Saved data entries:

PR #831, opened 2025-11-26
feat(jsonc,git_config): add `@comment.outer` textobject

chrisgrieser:
adds `@comment.outer` for `jsonc` and `git_config`

edit: Not sure what the failing test is supposed to mean, since I did not change the README and I thought the large table was auto-generated?

### DIFF
--- a/queries/git_config/textobjects.scm
+++ b/queries/git_config/textobjects.scm
@@ -1,0 +1,1 @@
+(comment) @comment.outer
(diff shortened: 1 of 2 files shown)


kiyoon:
We're currently working on the test infrastructure because it has been broken. Thank you!

clason:
Note that the `jsonc` parser is unmaintained (stuck at ABI 13 for years) and hosted on Gitlab (which creates flakiness) so will likely be removed in the near future.

PR #833, opened 2025-12-01
fix(repeatable_move): using `;` or `,` in operator-pending mode misses one character. ci: fix broken test

### LINKED ISSUE #699: Change behavior when repeating last move from builtin_f_expr and  builtin_t_expr
When using `repeat_last_move`on operation pending mode, after triggering`builtin_f_expr`
or `builtin_t_expr`, it operates on one character less that it would be expected to.

Taking this snippet as an exemple:
```sh
vim.keymap.set({ 'n', 'x', 'o' }, ';', ts_repeat_move.repeat_last_move)
```
If the user presses `f(`, returns to the first character and presses `d;`, it would result on:
```sh
({ 'n', 'x', 'o' }, ';', ts_repeat_move.repeat_last_move)
```
`t(_d;` would result on:
```sh
t({ 'n', 'x', 'o' }, ';', ts_repeat_move.repeat_last_move)
```

For `f(_d;`, it would be expected to behave, as:
```sh
{ 'n', 'x', 'o' }, ';', ts_repeat_move.repeat_last_move)
```
and for `t(_d;`:
```sh
({ 'n', 'x', 'o' }, ';', ts_repeat_move.repeat_last_move)
```
**Additional context**
This diverges from the way it works in core nvim and is inconsistent with `F`, `T`,
and visual selection behavior.

As far as i can tell, this is only reproducible when repeating moves from `builtin_f_expr` and 
`builtin_t_expr` on operation pending mode, not with `builtin_F_expr` and `builtin_T_expr`.

kiyoon:
Fixes #699 properly.

Also fixes broken tests.

I personally found it very hard to test the CI, because it's hard to test locally due to the fact that all parsers are installed into `~/.local/share/nvim`. Thus, I think it's good to sandbox the data into `.test-deps` in `minimal_init.lua`.

Also I believe that lint-docs should be a separate CI that opens a PR of a new updated docs.


kiyoon:
@clason for some reason I cannot run the CI

clason:
> I personally found it very hard to test the CI, because it's hard to test locally due to the fact that all parsers are installed into ~/.local/share/nvim. Thus, I think it's good to sandbox the data into .test-deps in minimal_init.lua.

True, although that would force people to redownload parsers, which can take a lot of time and bandwidth. Feel free to add a `setup` call to `minimal_init.lua`.

> Also I believe that lint-docs should be a separate CI that opens a PR of a new updated docs.

Absolutely not. Commits should be atomic and not be (routinely) followed by what amounts to "fixup" commits. Also, such workflows are only run on the default branch, so that wouldn't work for us now.

kiyoon:
> True, although that would force people to redownload parsers, which can take a lot of time and bandwidth. Feel free to add a `setup` call to `minimal_init.lua`.

For now the test only run with python, and other checks still use the default directory. What do you mean `setup`, the `nvim-tressiter`'s setup? Is it necessary?

> Absolutely not. Commits should be atomic and not be (routinely) followed by what amounts to "fixup" commits. Also, such workflows are only run on the default branch, so that wouldn't work for us now.

Well, it would force all contributors to run the docs generating script, which will download bunch of parsers in their machine, making it way harder to contribute.  Also it wouldn't be possible without directory sandboxing to force people to do that, and I couldn't actually get it working.

I get a why a commit should be atomic in a way, but it's such a minor thing that doesn't matter that much, imo.

clason:
> For now the test only run with python, and other checks still use the default directory. What do you mean setup, the nvim-tressiter's setup? Is it necessary?

Yes, if you don't want to install the parsers in the default directory.

> Well, it would force all contributors to run the docs generating script, which will download bunch of parsers in their machine, making it way harder to contribute. 

No, that should not happen. The docs script doesn't need the parsers, only the queries (which are always available), same as for nvim-treesitter. If this is currently not the case, that's a bug in the script that needs to be fixed.

**EDIT** Yeah, I see the issue now. That will require some thought. But note that CI spits out the expected change, so you can always just copy&paste manually.

(On a related note, that table should be moved to a separate document; no need to clutter the main README.)

> it's such a minor thing that doesn't matter that much, imo.

Believe me, such bot PRs are more than a nuisance ;) It made working with nvim-treesitter (master) incredibly annoying.

kiyoon:
> Yes, if you don't want to install the parsers in the default directory.

I sandboxed it by setting XDG variables so the default directory is actually good. On top of the parsers, it will just install everything in the directory. 

> **EDIT** Yeah, I see the issue now. That will require some thought. But note that CI spits out the expected change, so you can always just copy&paste manually.

Then let's put it verbosely in the Github Summary of the CI and instruct users to copy ir. 

> (On a related note, that table should be moved to a separate document; no need to clutter the main README.)

Noted. I will change this too

> Believe me, such bot PRs are more than a nuisance ;) It made working with nvim-treesitter (master) incredibly annoying.

Okay. But I will separate the test CI completely because it doesn't make sense that the CI stops just because of readme mismatching. Clearly the test is more important and it doesn't even require all parsers.

clason:
Well, the jobs are combined because they both require parsers installed. 

Let's keep them together but make sure both jobs run even if one fails (it's a trivial change).

clason:
> I sandboxed it by setting XDG variables so the default directory is actually good. On top of the parsers, it will just install everything in the directory.

That works; I was considering NVIM_APPNAME instead but your approach is a better fit here. We should set this in the makefile. Then it applies to the docs workflow as well.

kiyoon:
> Well, the jobs are combined because they both require parsers installed.
> 
> Let's keep them together but make sure both jobs run even if one fails (it's a trivial change).

No, in fact the test only requires the python parser and not all. I think separating it makes it more clear what the dependencies are for the tests in case users want to test on their local machine

clason:
But it might not stay that way; at some point it would be nice to have regression tests for the actual queries.

kiyoon:
1. I made BUILTIN_TEXTOBJECTS.md to separate it from the README.md
2. Now the CI instructs how to patch the doc.
3. The CI doesn't stop even if previous checks fail.

I think this is now ready.

PR #834, opened 2025-12-04
feat(ocaml): include "in" keyword in function.outer

beajeanm:
Make sure the fonction.outer includes the in keyword `in`, e.g.:

let f x = let g y = 1 in f (g 2)
          ^_____________^

### DIFF
--- a/queries/ocaml/textobjects.scm
+++ b/queries/ocaml/textobjects.scm
@@ -1,6 +1,8 @@
-(value_definition
+((value_definition
   (let_binding
-    body: (_) @function.inner)) @function.outer
+    body: (_) @function.inner)) @_fun_start @_fun_end
+  ("in")? @_fun_end
+  (#make-range! "function.outer" @_fun_start @_fun_end))
 
 (method_definition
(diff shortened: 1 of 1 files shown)


kiyoon:
make-range is removed in `main`

beajeanm:
@kiyoon Where can I read about the removal and the alternative to make-range? Thanks.

kiyoon:
The reason `#make-range` was necessary was due to the lack of support for quantified captures in previous neovim (#612). I'm not experienced in ocaml thus I don't understand what you're trying to achieve, but most likely the important parts should be supported by the language parser.

beajeanm:
Hmmm, ok, I'll see if I can figure it out.

> I'm not experienced in ocaml thus I don't understand what you're trying to achieve
 
OCaml has top level and nested declaration, the nested ones are terminated by the `in` keyword. I was trying to include `in` in the function.outer group.
As you can see in the screenshot below "in" is not part of the value_definition node, so I was using make-range to work around that and capture both the cases with "in" and the case without "in".

Screenshot 2025-12-11 at 11 36 35

PR #835, opened 2025-12-06
feat(json)!: move jsonc comment textobject to json

clason:
The `json` parser now supports comments, so a separate `jsonc` parser is
no longer necessary and will be removed from nvim-treesitter (which will
instead set up a `jsonc->json` alias).

(I'm actually suprised there were no `json` textobjects before; something like
`@attribute` for properties sounds useful. But that's a follow-up PR from
someone else.)


kiyoon:
Looks simple enough :)

PR #840, opened 2025-12-19
fix: range containment check (e.g. weird @parameter.inner behavior)

Dook97:
Fixes #832

PR #841, opened 2025-12-20
fixup! fix: range containment check (e.g. weird @parameter.inner beha…

Dook97:
I "fixed" an issue in #840 only to realize, I left it broken in another way. Sorry for that. Anyway, here's *the actual* fix (I hope).

I frankly still don't understand, why `end_col = end_col - 1` is needed in the first place, as it breaks the expected behaviour of `is_in_range()`. I assume it's a quirk specific to the location where the function was being called from, so I moved it there.

### DIFF
--- a/tests/select/lua/selection_mode.lua
+++ b/tests/select/lua/selection_mode.lua
@@ -1,0 +1,7 @@
+function a()
+  print('foo')
+end
+
+function b()
+  print('bar')
+end
--- a/tests/select/lua_spec.lua
+++ b/tests/select/lua_spec.lua
@@ -1,0 +1,12 @@
+local Runner = require('tests.select.common').Runner
+
+local run = Runner:new(it, 'tests/select/lua', {
+  tabstop = 2,
+  shiftwidth = 2,
+  softtabstop = 0,
+  expandtab = true,
+})
+
+describe('command equality Lua:', function()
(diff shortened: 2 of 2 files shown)


kiyoon:
Because treesitter range is end-exclusive. For example there are cases like `(last_row+1, 0)` is the end position to mean it's till the end of the file. If you don't calibrate it well, it will throw out of range error.

I think the safest fix is to copy the functions from neovim upstream for now.

contains()

https://github.com/neovim/neovim/blob/81e2d2ea53479da1b7b147ab17a72d25babf6b8e/runtime/lua/vim/treesitter/_range.lua#L142-L160

is_in_range()

https://github.com/neovim/neovim/blob/81e2d2ea53479da1b7b147ab17a72d25babf6b8e/runtime/lua/vim/treesitter.lua#L250-L259

Dook97:
Is it okay to use private modules like this? If so the following passes the tests.

Dook97:
Added a new test which covers the case which my previous PR broke.

kiyoon:
I'm sorry but this is being replaced with #845

kiyoon:
but your test is useful. I appreciate your work still!

Dook97:
I'm just happy it's getting fixed :) Merry Christmas!

PR #845, opened 2025-12-24
fix: range contains(), is_in_range() to use nvim equivalents

kiyoon:
Changes most functions to accept generic `Range` type instead of only accepting a specific `Range4`, `Range6` type etc. and converting the type at the call site.

Mainly changed `shared.torange4()` -> `_range.unpack4()` to achieve this.

### DIFF
--- a/tests/select/lua_spec.lua
+++ b/tests/select/lua_spec.lua
@@ -12,5 +12,5 @@ describe('Look back if within @function.outer range (Lua):', function()
 end)
 
 describe('Look forward if outside @function.outer range (Lua):', function()
-  run:compare_cmds('lookback.lua', { row = 4, col = 0, cmds = { 'dim', '2j^D' } })
+  run:compare_cmds('lookback.lua', { row = 5, col = 0, cmds = { 'dim', '2j^D' } })
 end)


clason:
This is the correct approach, IMO. (My plan is to be aggressive when dropping support in nvim-treesitter#main, so hopefully this won't be long.)

clason:
But it's not really clear what the upstream plan is here -- whether `vim.Range` will (be able to) completely replace `vim.treesitter._range`, or whether there will be some under-the-hood refactoring of the latter on top of the former (in which case we'd also have to bundle `vim.Range`).

kiyoon:
> But it's not really clear what the upstream plan is here -- whether `vim.Range` will (be able to) completely replace `vim.treesitter._range`, or whether there will be some under-the-hood refactoring of the latter on top of the former (in which case we'd also have to bundle `vim.Range`).

I think as long as we stay updated with the upstream and this code just follows similarly, it should be maintainable and not introduce serious bugs.

clason:
Yes, just mentioning possible difficulties (and making clear that I have no privileged information) here.

PR #853, opened 2026-01-06
feat(ocaml): extend textobjects

neojski:
Ocaml function textobjects updates.

I actually tested those when I wrote the change in https://github.com/meain/evil-textobj-tree-sitter/pull/134 but I was kindly asked to upstream here.

### DIFF
--- a/queries/ocaml/textobjects.scm
+++ b/queries/ocaml/textobjects.scm
@@ -25,14 +25,15 @@
 (method_definition
   body: (_) @function.inner) @function.outer
 
-; let x = expr (also matches let f x = expr due to grammar limits)
+; let pattern = body (also matches let f x = expr due to grammar limits)
+; Since we want @assignment.inner to match both pattern and body we have to split it into two:
 (value_definition
   (let_binding
     pattern: (_) @assignment.lhs @assignment.inner)) @assignment.outer
 
 (value_definition
   (let_binding
-    body: (_) @assignment.rhs @assignment.inner)) @assignment.outer
+    body: (_) @assignment.rhs @assignment.inner))
 
 ; module M = struct ... end
 (module_definition


kiyoon:
Thanks for contributing.

Can you describe what it fixes and what the previous function capture was doing?

neojski:
Added some inline comments to make it easier for future devs to understand it as well.

neojski:
I would also appreciate some guidance on how to test it directly in this repo. README explains how to install it but it looks like it mostly focuses on the official package and not the locally developed one.

neojski:
I managed to test it locally:
1. I needed to install `nvim-treesitter-parser` from AUR
2. ran `nvim --clean -u scripts/minimal_init.lua test.ml`

neojski:
So, I think this doesn't actually cover some cases, e.g.
```
List.map ~f:(fun x -> x * x)
```
It won't match `fun x -> x * x` for inner function. I'll add those soon

kiyoon:
A good way to design a query is

1. open `:InspectTree`
2. press `o` to open query editor/viewer

image

neojski:
That's really useful, would you mind if I add that to https://github.com/nvim-treesitter/nvim-treesitter-textobjects?tab=contributing-ov-file?

I pushed the changes to handle the "standalone" fun & function now, so I think it's ready.

neojski:
I also added struct & module support, which worked great locally, but those seem to be rejected :cry: 

I could go with using `class` for `module`, perhaps, and `block` for `struct` but that would be a breaking change for `block`. But I don't think `parenthesized_expression` is useful given that `vi(` just works.

neojski:
I just did.

kiyoon:
> That's really useful, would you mind if I add that to https://github.com/nvim-treesitter/nvim-treesitter-textobjects?tab=contributing-ov-file?

~Sure, please change the CONTRIBUTING.md file here.~

I opened #856

kiyoon:
assignment.inner should also select lhs as a separate query

neojski:
All done, I think?

neojski:
Updated. Now inner should work on both sides of the assignment.

kiyoon:
Thanks, the inner problem is fixed, but the assignment.outer is repeated two times. Basically the two queries capture exactly the same region which is redundant and will affect performance. Please remove in one of the two places.

neojski:
Fixed. Having worked through all the feedback I wish there was some test suite that I could encode this feedback in. I added a number of comments to code inline to help future contributors to ocaml, at least.

kiyoon:
I'm sorry for the inconvenience, and thanks a lot for the patience and contribution!

PR #855, opened 2026-01-07
feat(gleam): add textobjects

locnide:
This pull requests adds textobjects for gleam.

I mainly took inspiration from the rust `textobject.scm`. 

Feel free to review, it is the first treesitter query file I wrote.

PR #715 is similar but seem abandonned.

---

Some thing that I still have to implement before merge: 

- [x] trailing comma for parameter.outer. Currently trailing comma are ignored.
- [x] add `@assign.inner` but I’m not sure what it should select, see https://github.com/nvim-treesitter/nvim-treesitter-textobjects/discussions/852
- [x] migrate my install to treesitter-nvim main… current CI issues mighnt be due to an obsolete parser I used for testing
- [x] rebase and squash

---

Some tags are not implemented in this PR:

- `@attribute` couldn’t find examples in languages I know. Are there supposed to be type/class attributes ?
- `@comment.inner` I would have to use directives
- `@frame`, `@loop` and `@regex` not relevant
- `@scopename` I do not know what it is
---

~~P.S. : I had trouble making `make docs` work https://github.com/nvim-treesitter/nvim-treesitter-textobjects/discussions/854~~


locnide:
The PR should be ready but there is an error in CI I don’t understand and can’t reproduce.

The treesitter `./scripts/install-parsers.lua` fails with 502 for gleam. I don’t understand why 502 (and not 40x) and only for gleam.
(and I can’t restart the job to check if it wasn’t a github issue)

clason:
That's a Github brownout.

PR #860, opened 2026-01-23
feat(git_config): add @assignment, @block and @statement text objects

locnide:
It adds the following textobjects for `git_config`:

- `@assignment.lhs`, `@assignment.inner`, and `@assignment.rhs`
- `@block.inner` and `blok.outer`
- `@statement.outer`


kiyoon:
assignment.inner and outer selects the same range. You need to keep two separate queries for assignment.inner otherwise it will act as a range.

locnide:
> assignment.inner and outer selects the same range. You need to keep two separate queries for assignment.inner otherwise it will act as a range.

Oh, sorry. it should have been fixed.

---

Is it because there is only an anonymous node separating the two `@assignment.inner` captures, or will a single query always produce a single capture for a specific name ?

kiyoon:
single query for single range capture for each name. However I'm not entirely sure if it's treesitter doing it or just this plugin.

PR #1024, opened 2018-01-24
Security tweaks

Kazade:
- Makes the CSRF session check respect the newish `CSRF_USE_SESSIONS` setting in Django
- Locks down the clearsessions view to tasks or admins only

PR checklist:
- [x] Updated CHANGELOG.md 

### DIFF
--- a/CHANGELOG.md
+++ b/CHANGELOG.md
@@ -15,6 +15,7 @@
 - Added custom `FileField` and `ImageField` which accept an optional `url_field` argument to allow you to specify the name of another field on the model on which the URL to the file or image is cached.
 - Add a ComputedNullBooleanField
 - Updated the `sleuth` library in djangae.contrib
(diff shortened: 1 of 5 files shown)


adamalton:
You need to remove this from the `clearsessions` view:

```python
if not environment.is_in_cron():
         return HttpResponse(status=403)
```

adamalton:
I'm wondering whether we should only check for the `CSRF_USE_SESSIONS` setting if the Django version is new enough to respect that setting.  Otherwise you could be on Django 1.8 and set `CSRF_USE_SESSIONS` to `True` and the check would incorrectly assume that you're using session-based CSRF.  Thoughts?

Kazade:
@adamalton look OK to you?

adamalton:
Yep, was just waiting for the tests to finish.

PR #1029, opened 2018-02-13
Tweak retry time

Kazade:
- This increases the min wait time for retry from 100ms to 375ms as the previous value caused more problems than it solved (increased contention and likelihood of transaction failure)
- The value is now overridable through the `_initial_wait` kwarg.

This is a stop-gap improvement as `retry()` needs a proper cleanup and tests. I haven't added documentation as the function is currently undocumented and will be undergoing API change soon so it's probably best not to advertise it too much now!

PR checklist:
- [x] Updated CHANGELOG.md 


adamalton:
```python
time.sleep(timeout_ms / 1000000.0)
```

I think we've got too many zeros in there.  `375 / 1000000` is `0.000375`.  That's not a very long wait time!

Maybe that's the source of your problems?

PR #1036, opened 2018-02-27
Fix cross-database support for RelatedSetField and RelatedListField

### LINKED ISSUE #1034: `RelatedSetField` and `RelatedListField` related querysets are always empty if the related model uses a different database
`RelatedSetField` and `RelatedListField` related querysets are always empty if the related model uses a different database. This is because `RelatedIteratorManagerBase` uses the instance model rather than the related model when routing databases, resulting in the wrong database being queried.

* Djangae version: 0.9.9
* Django version: 1.9
* App Engine SDK version: 1.9.38
* Using Cloud SDK: no

RoganMurley:
Fixes #1034.

- Fix cross-database support for `RelatedSetField` and `RelatedListField`.
- Introduce `testapp.routers.TestRouter` so that models in tests can explicitly choose a database.

PR checklist:
- [x] Updated CHANGELOG.md 

### DIFF
--- a/CHANGELOG.md
+++ b/CHANGELOG.md
@@ -42,6 +42,7 @@
  - Restricted access to the `clearsessions` view to tasks and admins only
  - Fixed the `sleep()` time in `djangae.utils.retry` which was sleeping in `ns` rather than `ms`
  - Fix unicode error when creating a SQL representation
+ - Fix cross-database relationship support for `RelatedSetField` and `RelatedListField`.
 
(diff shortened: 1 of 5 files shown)


adamalton:
Given that `ForeignKey` doesn't work across databases, I think we should explicitly state in the documentation that it's supported for `RelatedXField`s.  Otherwise, no one is ever going to guess that it's a thing.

▶ _Work instruction_
In the records above, find every line that contains the word "clearsessions" and copy it.

▶ _Exercise answer_
- Locks down the clearsessions view to tasks or admins only
You need to remove this from the `clearsessions` view:
  - Restricted access to the `clearsessions` view to tasks and admins only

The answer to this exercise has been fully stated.